**Problem details**
Please go line by line through the material and copy each one containing the word "channel".

**Input**
----
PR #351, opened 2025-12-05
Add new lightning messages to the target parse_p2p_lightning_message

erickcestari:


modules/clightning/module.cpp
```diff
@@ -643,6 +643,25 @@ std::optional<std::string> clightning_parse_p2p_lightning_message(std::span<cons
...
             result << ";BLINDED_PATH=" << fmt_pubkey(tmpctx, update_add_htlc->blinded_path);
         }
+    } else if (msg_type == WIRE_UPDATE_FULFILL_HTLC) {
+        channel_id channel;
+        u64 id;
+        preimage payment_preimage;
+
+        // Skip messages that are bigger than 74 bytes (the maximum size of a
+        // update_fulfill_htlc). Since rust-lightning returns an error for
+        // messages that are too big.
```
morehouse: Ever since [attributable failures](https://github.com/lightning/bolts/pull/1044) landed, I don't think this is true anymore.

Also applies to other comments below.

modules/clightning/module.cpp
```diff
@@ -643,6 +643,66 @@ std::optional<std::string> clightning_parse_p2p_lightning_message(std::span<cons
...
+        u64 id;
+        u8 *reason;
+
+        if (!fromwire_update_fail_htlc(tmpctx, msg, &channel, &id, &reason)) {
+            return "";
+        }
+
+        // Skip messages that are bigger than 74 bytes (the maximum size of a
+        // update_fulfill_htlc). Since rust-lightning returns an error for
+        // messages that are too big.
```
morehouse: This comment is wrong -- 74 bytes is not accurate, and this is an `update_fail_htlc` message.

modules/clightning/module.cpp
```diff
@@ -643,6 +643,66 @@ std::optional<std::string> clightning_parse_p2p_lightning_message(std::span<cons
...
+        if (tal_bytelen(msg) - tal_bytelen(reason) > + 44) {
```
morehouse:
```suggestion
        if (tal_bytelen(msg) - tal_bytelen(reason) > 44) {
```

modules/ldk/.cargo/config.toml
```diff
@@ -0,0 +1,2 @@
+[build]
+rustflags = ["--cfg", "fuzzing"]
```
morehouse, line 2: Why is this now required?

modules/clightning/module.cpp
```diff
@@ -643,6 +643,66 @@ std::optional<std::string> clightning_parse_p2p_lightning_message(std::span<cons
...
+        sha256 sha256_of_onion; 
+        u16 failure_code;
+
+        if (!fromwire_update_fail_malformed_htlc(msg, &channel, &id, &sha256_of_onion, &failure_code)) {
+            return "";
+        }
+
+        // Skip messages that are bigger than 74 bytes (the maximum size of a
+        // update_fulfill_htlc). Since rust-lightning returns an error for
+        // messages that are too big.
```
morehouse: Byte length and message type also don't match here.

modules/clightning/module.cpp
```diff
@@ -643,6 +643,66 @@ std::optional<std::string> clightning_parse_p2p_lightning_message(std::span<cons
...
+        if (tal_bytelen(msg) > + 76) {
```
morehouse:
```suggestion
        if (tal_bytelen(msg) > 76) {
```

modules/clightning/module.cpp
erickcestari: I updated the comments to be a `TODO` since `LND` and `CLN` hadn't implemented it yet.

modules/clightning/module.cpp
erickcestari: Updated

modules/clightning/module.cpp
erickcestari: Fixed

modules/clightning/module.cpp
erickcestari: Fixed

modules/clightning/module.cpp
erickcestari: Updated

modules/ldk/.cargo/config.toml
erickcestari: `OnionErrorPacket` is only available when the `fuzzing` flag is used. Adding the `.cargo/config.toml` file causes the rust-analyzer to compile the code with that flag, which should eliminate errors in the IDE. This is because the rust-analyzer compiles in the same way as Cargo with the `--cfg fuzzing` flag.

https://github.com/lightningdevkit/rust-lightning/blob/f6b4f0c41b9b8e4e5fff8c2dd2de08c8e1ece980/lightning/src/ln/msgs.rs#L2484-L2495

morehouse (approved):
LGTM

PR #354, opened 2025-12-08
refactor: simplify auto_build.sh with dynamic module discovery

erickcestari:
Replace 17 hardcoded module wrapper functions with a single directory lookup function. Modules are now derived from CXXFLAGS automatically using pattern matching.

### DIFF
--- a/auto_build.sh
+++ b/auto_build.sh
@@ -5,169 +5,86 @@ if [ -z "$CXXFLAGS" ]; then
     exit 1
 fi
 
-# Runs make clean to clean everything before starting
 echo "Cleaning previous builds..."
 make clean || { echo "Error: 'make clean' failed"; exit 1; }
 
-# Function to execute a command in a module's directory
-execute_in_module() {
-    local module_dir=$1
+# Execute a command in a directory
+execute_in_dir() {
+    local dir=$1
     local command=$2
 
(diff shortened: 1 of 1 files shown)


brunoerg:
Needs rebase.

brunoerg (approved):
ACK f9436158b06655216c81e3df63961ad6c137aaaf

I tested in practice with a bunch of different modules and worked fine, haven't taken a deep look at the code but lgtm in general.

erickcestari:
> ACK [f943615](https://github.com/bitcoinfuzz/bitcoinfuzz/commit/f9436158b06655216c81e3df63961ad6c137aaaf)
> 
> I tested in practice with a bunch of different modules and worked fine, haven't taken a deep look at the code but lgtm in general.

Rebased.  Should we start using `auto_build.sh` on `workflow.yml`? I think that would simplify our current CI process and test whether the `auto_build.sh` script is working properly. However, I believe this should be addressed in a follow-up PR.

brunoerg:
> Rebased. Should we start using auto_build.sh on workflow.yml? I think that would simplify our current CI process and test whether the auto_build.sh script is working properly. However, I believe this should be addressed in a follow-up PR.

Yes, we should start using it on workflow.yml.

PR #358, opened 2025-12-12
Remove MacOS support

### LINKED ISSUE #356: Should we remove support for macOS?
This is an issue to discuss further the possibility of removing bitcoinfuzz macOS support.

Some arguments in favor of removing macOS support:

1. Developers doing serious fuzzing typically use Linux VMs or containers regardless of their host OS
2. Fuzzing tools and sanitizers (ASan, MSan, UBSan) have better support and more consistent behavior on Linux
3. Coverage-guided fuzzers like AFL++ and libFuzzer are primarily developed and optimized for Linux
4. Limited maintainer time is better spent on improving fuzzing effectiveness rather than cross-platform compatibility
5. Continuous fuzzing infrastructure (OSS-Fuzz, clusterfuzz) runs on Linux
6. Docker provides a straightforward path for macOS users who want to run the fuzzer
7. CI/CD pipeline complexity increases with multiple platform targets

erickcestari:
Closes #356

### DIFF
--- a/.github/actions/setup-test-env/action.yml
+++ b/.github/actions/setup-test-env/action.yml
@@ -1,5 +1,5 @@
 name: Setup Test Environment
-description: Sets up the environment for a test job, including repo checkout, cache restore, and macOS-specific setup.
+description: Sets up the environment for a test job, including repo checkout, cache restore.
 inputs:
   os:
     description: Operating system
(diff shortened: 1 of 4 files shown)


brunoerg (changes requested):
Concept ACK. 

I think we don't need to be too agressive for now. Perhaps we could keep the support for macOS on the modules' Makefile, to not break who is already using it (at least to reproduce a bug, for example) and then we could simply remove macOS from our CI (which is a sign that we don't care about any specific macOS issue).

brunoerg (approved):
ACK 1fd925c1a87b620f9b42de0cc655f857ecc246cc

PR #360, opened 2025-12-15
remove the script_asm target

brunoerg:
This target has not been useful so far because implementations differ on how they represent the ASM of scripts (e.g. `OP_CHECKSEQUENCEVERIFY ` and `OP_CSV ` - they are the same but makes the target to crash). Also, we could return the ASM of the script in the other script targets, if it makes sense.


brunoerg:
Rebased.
----
**Response box**
+        channel_id channel;
+        if (!fromwire_update_fail_htlc(tmpctx, msg, &channel, &id, &reason)) {
+        if (!fromwire_update_fail_malformed_htlc(msg, &channel, &id, &sha256_of_onion, &failure_code)) {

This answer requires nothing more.